We say a small dua near the tomb before making our way to the main clearing. There is a small crowd present, many of them smoking marijuana, some praying, and some idling. There is no security, and no one seems too concerned with our entrance as the drummers step forward. They begin their hypnotic beats, and people begin to sway. Some rise in early trance and start to move to the rhythm. I feel something myself. It is my mobile phone buzzing in my pocket. It is 11pm. I ignore the first message. I ignore the second. My younger sister is circling the shrine trying to take photos on the sly. My phone keeps vibrating, the drummers keep playing. Another message, still another. A call. I’m on vacation I keep telling myself; I will NOT answer the phone. Another SMS, another call. Out of sheer frustration I pull out my mobile to see what the fuss is all about.
Friend: Are you okay bro? Is the family with you?
Co-worker: At last your suspicions came true. Blast in Lahore.
Co-worker: Bomb explosion in Data Darbar.
Friend: Please tell me you are safe.
I am fixed to the spot, terrified. Here in Shah Jamal, there is nothing but peace. The drummers are beating their rhythm. No one has noticed that the world has gone mad just a few kilometers away.
“We’re leaving,” I tell the family. I do not explain anything to them but start descending the steps which lead out of the shrine. They follow me. There is no time to explain. My phone keeps ringing.
Half an hour later
We’re home safe in Faisal Town, watching the news. Others living in the house have joined us. No one can believe how close we were to the horrific scenes we are watching on the TV screen. I keep thinking about how we might have driven to Data Darbar. Would we have arrived before or after the suicide bombers? How did we think we would be safe visiting a Sufi shrine? What was I thinking? My family could have been killed. I would never have forgiven myself.
One of our elder family friends seated on the sofa interrupts my contemplation with a casual, off-hand statement.
“…well sometimes such attacks should take place you know. I don’t mean often, but how else will these ignorant people ever learn that what they are practicing is shirk?”
I am too shocked to be ashamed. My family is silent. We know there is little point in speaking – this place is so infested with hate, we often do not even recognize how we are fueling violence even as we claim to deplore it.
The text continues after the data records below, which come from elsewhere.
PR #178, opened 2019-10-29
Add completed flag

### LINKED ISSUE #171: Add 'completed' flag for nodes

narendrasss:
Fixes #171


templates/vue/src/components/Lightbox.vue
```diff
@@ -91,6 +90,12 @@ export default {
   computed: {
     ...mapState(["h5pSettings"]),
     ...mapGetters(["getNode"]),
+    node() {
+      return this.getNode(this.nodeId)
+    },
+    canSkip() {
+      return this.node.completed || this.node.skippable
```
wynnset: I think this.node.skippable would return false because it would be undefined for existing nodes. We want to make sure that all existing nodes (and new nodes) are skippable unless the user turns it off and makes it non-skippable. This should be changed to !== false

templates/tapestry.js
```diff
@@ -151,6 +151,7 @@ function tapestryTool(config){
                 jQuery.get(USER_NODE_PROGRESS_URL, { "post_id": config.wpPostId }, function(retrievedUserProgress) {
 
                     if (retrievedUserProgress && !isEmptyObject(retrievedUserProgress)) {
+                        console.log(retrievedUserProgress)
```
wynnset: Please remove console log

PR #190, opened 2019-11-06
Add module and stage components

narendrasss:
Implements the module and stage component functionalities as described by the asana tasks:

- [Module](https://app.asana.com/0/1126491658233864/1146730222278364)
- [Stage](https://app.asana.com/0/1126491658233864/1146730222278365)

Styling is not yet implemented.

**Questions**

- What should we display if we're at the last stage of the module? Should the next button be shown? If it is, where would the next button go to?


templates/vue/src/components/tyde/TydeStage.vue
```diff
@@ -0,0 +1,188 @@
...
+    <lightbox v-if="isLightboxOpen" :node-id="lightboxId" @close="closeLightbox" />
+  </div>
+</template>
+
+<script>
+import { mapGetters } from "vuex"
+import Lightbox from "../Lightbox"
+import Helpers from "../../utils/Helpers"
+
+import StageBackground from "../../assets/stage-bg.png"
```
wynnset: This background should come from the thumbnail of the stage node, not hard coded

templates/vue/src/components/tyde/TydeStage.vue
```diff
@@ -0,0 +1,188 @@
...
+import ButtonOne from "../../assets/tyde-button-1.png"
+import ButtonTwo from "../../assets/tyde-button-2.png"
+import ButtonThree from "../../assets/tyde-button-3.png"
+import ButtonFour from "../../assets/tyde-button-4.png"
```
wynnset: These buttons should come from the thumbnail of each question node (i.e. the child nodes of the stage node), not hardcoded. Please remove all these binaries as well.

templates/vue/src/components/tyde/TydeStage.vue
narendrasss: Thanks, fixed.

templates/vue/src/components/tyde/TydeStage.vue
narendrasss: Thanks, fixed.

wynnset:
@narendrasss thanks for that update. I found another bug: when you are in the stage, if you open the ESC menu and then close it, it plays the video in the background (I can only hear the sound of the video).

PR #197, opened 2019-11-13
Add Quiz Progress

narendrasss:
**Changes**

* Adds a completed flag to quizzes to track whether the given user has completed it.
* Adds endpoint in backend to update a quiz's completion flag given a quiz `id`.

PR #199, opened 2019-11-13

We have grown used to it, so we do not react. We could have died in that attack, but our family friend does not seem to register that; he is now talking about how these Taliban terrorist types need to be bombed out of Pakistan.
I am reminded of the comments I spent hours cleaning up on the Tribune’s website on the release of a story titled, ‘The saints will protect Karachi from Cyclone Phet’.
I remember how the majority of comments were of this same mindset against those who spoke warmly of the Sufi saints. Kill the blasphemers, they said, in so many different words. These very same people, who wanted an end to violence, terrorism and militancy, wanted their fellow human beings dead for not falling in step with their own beliefs.
With a mindset such as this, we don’t need intelligence agencies; sometimes we need only look in a mirror to find the terrorists.